YOUR GOAL> Among the entries below, copy every line that carries the word "composer".

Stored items
++++++++
PR #17523, opened 2021-05-05
Updates phpmailer/phpmailer to 6.4.1

sgiehl:
### Review

* [ ] Functional review done
* [ ] Code review done

### DIFF
--- a/composer.lock
+++ b/composer.lock
@@ -1440,16 +1440,16 @@
         },
         {
             "name": "phpmailer/phpmailer",
-            "version": "v6.1.8",
+            "version": "v6.4.1",
             "source": {
                 "type": "git",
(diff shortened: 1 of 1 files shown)


flamisz:
Hi @sgiehl, how come the `composer.json` is not updated in this PR? Shouldn't we do that?

sgiehl:
@flamisz That's only needed when the composer.json actually prevents an update due to the version restriction.

diosmosis:
@sgiehl in the future, when we run composer update to update dependencies, will we lose this change?

sgiehl:
no, why should we? I simply ran a `composer update phpmailer/phpmailer` and added the changes of `composer.lock` as usual.

flamisz (approved):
++++++++
RESULT>
--- a/composer.lock
+++ b/composer.lock
Hi @sgiehl, how come the `composer.json` is not updated in this PR? Shouldn't we do that?
@flamisz That's only needed when the composer.json actually prevents an update due to the version restriction.
@sgiehl in the future, when we run composer update to update dependencies, will we lose this change?
no, why should we? I simply ran a `composer update phpmailer/phpmailer` and added the changes of `composer.lock` as usual.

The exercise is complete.